Principal: $1,547.36
Interest: $2,250.00
c. What would be the principal and interest payment on the twelfth payment?
Payment # Interest Principal Balance
1 2,250 1547.36 448452.64
2 2242.26 1555.09 446897.55
3 2234.49 1562.87 445334.68
4 2226.67 1570.68 443764.00
5 2218.82 1578.54 442185.46
6 2210.93 1578.54 440606.93
7 2203.03 1594.32 439012.60
8 2195.06 1602.29 437410.31
9 2187.05 1610.30 435800.01
10 2179.00 1618.36 434181.65
11 2170.91 1626.45 432010.74
12 2160.05 1637.30 429850.69
Interest: $2,160.05
Principal: $1,637.30
d. What type of a problem is this? Present value of annuity.
5. Same problem as above, but assume that the loan was for 20 years?
a. What is the new payment?
Present value = future value / (1 + rate of interest) ^n
= 450,000 / (1 + .50%) ^240
= $3,223.94
b. What would be the principal and interest payment on the first payment?
Principal: $973.94
Interest: $2,250.00
c. What would be the principal and interest payment on the twelfth payment?

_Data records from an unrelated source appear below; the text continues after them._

PR #68, opened 2016-07-15
Nod size can not be zero or negative.

### LINKED ISSUE #61: Nod doesn't check for < 0 sizes

rdvdijk:
This resolves #61.

### DIFF
--- a/core/src/main/java/io/parsingdata/metal/token/Nod.java
+++ b/core/src/main/java/io/parsingdata/metal/token/Nod.java
@@ -40,7 +40,9 @@ public class Nod extends Token {
         final OptionalValueList ov = _size.eval(env, enc);
         if (ov.isEmpty()) { return new ParseResult(false, env); }
         if (ov.size > 1) { throw new IllegalStateException("Size may not evaluate to more than a single value."); }
-        return ov.head.isPresent() ? new ParseResult(true, new Environment(env.order, env.input, env.offset + ov.head.get().asNumeric().longValue())) : new ParseResult(false, env);
+        final long size = ov.head.get().asNumeric().longValue();
+        if (size <= 0) { throw new IllegalStateException("Size must be larger than 0, but is: " + size); }
+        return ov.head.isPresent() ? new ParseResult(true, new Environment(env.order, env.input, env.offset + size)) : new ParseResult(false, env);
     }
 
     @Override
--- a/core/src/main/java/io/parsingdata/metal/token/Nod.java
+++ b/core/src/main/java/io/parsingdata/metal/token/Nod.java
@@ -38,11 +38,20 @@ public class Nod extends Token {
     @Override
     protected ParseResult parseImpl(final String scope, final Environment env, final Encoding enc) throws IOException {
         final OptionalValueList ov = _size.eval(env, enc);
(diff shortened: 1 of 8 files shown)


core/src/main/java/io/parsingdata/metal/token/Nod.java
```diff
@@ -40,7 +40,9 @@ protected ParseResult parseImpl(final String scope, final Environment env, final
         final OptionalValueList ov = _size.eval(env, enc);
         if (ov.isEmpty()) { return new ParseResult(false, env); }
         if (ov.size > 1) { throw new IllegalStateException("Size may not evaluate to more than a single value."); }
-        return ov.head.isPresent() ? new ParseResult(true, new Environment(env.order, env.input, env.offset + ov.head.get().asNumeric().longValue())) : new ParseResult(false, env);
+        final long size = ov.head.get().asNumeric().longValue();
+        if (size <= 0) { throw new IllegalStateException("Size must be larger than 0, but is: " + size); }
+        return ov.head.isPresent() ? new ParseResult(true, new Environment(env.order, env.input, env.offset + size)) : new ParseResult(false, env);
```
jvdb: Two things:

First, the way it handles unexpected values is very inconsistent:
- `[ ]` -> `false`
- `[ x, y ]` -> `IllegalStateException`
- `[ ω ]` -> `false`
- `[ -1 ]` -> `IllegalStateException`

Second, there is a bug in the handling of `[ ω ]` as the check for it is on line 45 while `ov.head.get()` is executed without check on line 43.

rdvdijk: Good point. I now see that `Def` results in `false` for negative sizes. I think we should have the same behavior here.

rdvdijk: @jvdb Can you check this new implementation?

core/src/main/java/io/parsingdata/metal/token/Nod.java
```diff
@@ -38,9 +38,20 @@ public Nod(final ValueExpression size, final Encoding enc) {
     @Override
     protected ParseResult parseImpl(final String scope, final Environment env, final Encoding enc) throws IOException {
         final OptionalValueList ov = _size.eval(env, enc);
-        if (ov.isEmpty()) { return new ParseResult(false, env); }
-        if (ov.size > 1) { throw new IllegalStateException("Size may not evaluate to more than a single value."); }
-        return ov.head.isPresent() ? new ParseResult(true, new Environment(env.order, env.input, env.offset + ov.head.get().asNumeric().longValue())) : new ParseResult(false, env);
+        if (ov.isEmpty()) {
```
rdvdijk: @jvdb Is this `ov.isEmpty()` check actually needed now, by the way? I see that in `Def` the check is slightly different:

```java
        final OptionalValueList size = _size.eval(env, enc);
        if (size.size != 1) { throw new IllegalStateException("Size may not evaluate to more than a single value."); }
        if (!size.head.isPresent()) {
            return new ParseResult(false, env);
        }
        // TODO: Handle value expression results as BigInteger (#16)
        final int dataSize = size.head.get().asNumeric().intValue();
        if (dataSize < 0) {
            return new ParseResult(false, env);
        }
```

Payment # Interest Principal Balance
1 2,250 973.94 449026.06
2 2245.13 978.81 448047.25
3 2240.24 983.70 447063.55
4 2235.32 988.62 446074.93
5 2230.37 993.57 445081.36
6 2225.41 998.53 444082.83
7 2220.41 1003.53 443079.30
8 2215.40 1008.54 442070.76
9 2210.35 1013.59 441057.17
10 2205.29 1018.65 440038.52
11 2200.19 1023.75 439014.77
12 2195,07 1028.87 437985.91
Interest: $2,195.07
Principal: $1,028.87
d. What type of a problem is this? Present value of annuity.
6. You want to purchase a truck for $25,000 and you have $3,450 to put down.
a. How much will your payments be if you financed the truck for 60 months at 6%?
Present value = future value / (1 + rate of interest) ^n
= 2,1550 / (1 + .50%) ^60
= $416.62
b. How much would the payment be if rate of interest is 5% and you only financed the truck for 48 months?
Present value = future value / (1 + rate of interest) ^n
= 2,1550 / (1 + .42%) ^48
= $496.28
c. Assuming that you would only finance the truck for 4 years, how much would you need to put down to get your payment to $450.00?
Present value = future value / (1 + rate of interest) ^n
= 19,540.33 / (1 + .42%) ^48
= $450
d. What type of a problem is this? Present value of annuity.
7. You have $350.00 per month to spend on a car payment. If your credit union charged 7.5% interest on a used car, how much car can you purchase if you will only finance for 4 years? __________
Present value = future value / (1 + rate of interest) ^n
= 14,475.43 / (1 + .00625%) ^48
= $350
8. If you want to purchase a factory. You have $50,000 to put down. All you can afford is $1500.00 per month and you do not want to finance for more than 15 years @ 6.5%, (your taxes will be $185.00 per month and insurance $600.00 a month), what is the amount you can pay for the house? (Show all your work)
Present value = future value / (1 + rate of interest) ^n
= 82,079.43 / (1 + .0054166667%) ^180
= $715
$132,079.43
9. You want to purchase a business with the following cash flows. How much would you pay for this business today assuming you need a 14% return to make this deal? a. First year $150,000 b. Second year $175,000 c. Third year $225,000 d. Forth year $275,000
$580,926.43
10. How much would you pay for this business today assuming you needed a 18% return to make this deal? (Same problem as above.)
$531,584.81
What type of a problem is this? Present value.